Students design bike lane for Big Cottonwood Canyon

By By Clara Freedman

By Clara Freedman

Members of Crimson Engineering, a firm made up of seniors in civil engineering at the U, designed a bicycle trail to run up Big Cottonwood Canyon for course credit.

The students presented a preliminary design proposal for the bicycle route to the Utah Department of Transportation and other community representatives on Dec. 13 in the Union as the final examination for the course-Civil Engineering 4910, Professional Practice and Design.

“In recent years, we know that there has been an increase in cycling in the canyon,” project manager Danny Nguyen said. “Unfortunately, that increase has led to an increase in vehicle-cyclist accidents,” he said.

The students’ proposal recommended several changes in the existing bike route to increase safety for both cyclists and motorists.

The designed 15-mile route would provide a six-foot wide path for bicyclists to travel up the canyon alongside the existing road.

The road is currently only 12 feet wide in some areas and leaves little to no room for cyclists.

The students’ estimated cost for the cycling lane is between $10.7 and $14.7 million and covers 100 percent of the canyon.

That cost drops down to $5.8 million for 90 percent of the lane to be completed, according to the students’ estimates for a lower budget alternative.

“Our goal in designing the lane is to maximize length, minimize cost and provide the least environmental impact and canyon traffic disruption,” said Jake Webber.

UDOT’s Region 2 Director Randall Park said that while the entire design could not be implemented straight away, parts of it could start next summer.

“We want to look for things to do immediately,” Park said. “We just have to find the dollars. Some things are out a ways, but this work will not go unnoticed.”

Nguyen said that the new lane would increase the popularity of the canyon “due to its beautiful setting and close proximity to major urban areas and (would) greatly reduce the risk of cycling.”

The recommended changes include constructing cross sections and widening the road at certain hazardous points along the canyon, such as the power plant in the lower canyon, a notch, the bridge, the S-curve, Silver Fork Lodge, a steep drop-off in the upper canyon and the Solitude turning lane.

The students worked in seven different three-person groups, each tackling a different aspect of the project, from the design itself to the different sections of the canyon to the environmental impact and costs. A two-person project management team coordinated the groups. A downhill lane was not included in the design because cyclists sometimes travel above traffic speed and do not want motorists to expect them to stay in a lane, said Nguyen.

“The main purpose of the class is to give us experience with working on the initial stages of an engineering project and then presenting the results to a specific client,” said David Hammond.

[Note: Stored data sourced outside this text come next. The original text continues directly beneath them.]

PR #17414, opened 2023-07-19
Updated German translations

heartcrazed:
I, as a German native speaker, reviewed all the translations and added some new where some were missing. Some translations/terms were not consistent, so I smoothed these out. Hope this helps.


daniellockyer:
Thanks @heartcrazed! 🙂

“The course is very different from the students’ other classes because they get to see what it is really like out there,” said instructor David Eckhoff.

There were three learning objectives in having the students design a project for the “real world.”

“First, you learn to be accountable for the work you individually do,” Eckhoff said. “Second, you must be independent and go out and get your own information, and then decide what is reliable and can be used in a productive way. Finally, you have to be able to communicate your plan and design (through the oral presentation) so that non-engineers and non-technical people can understand.”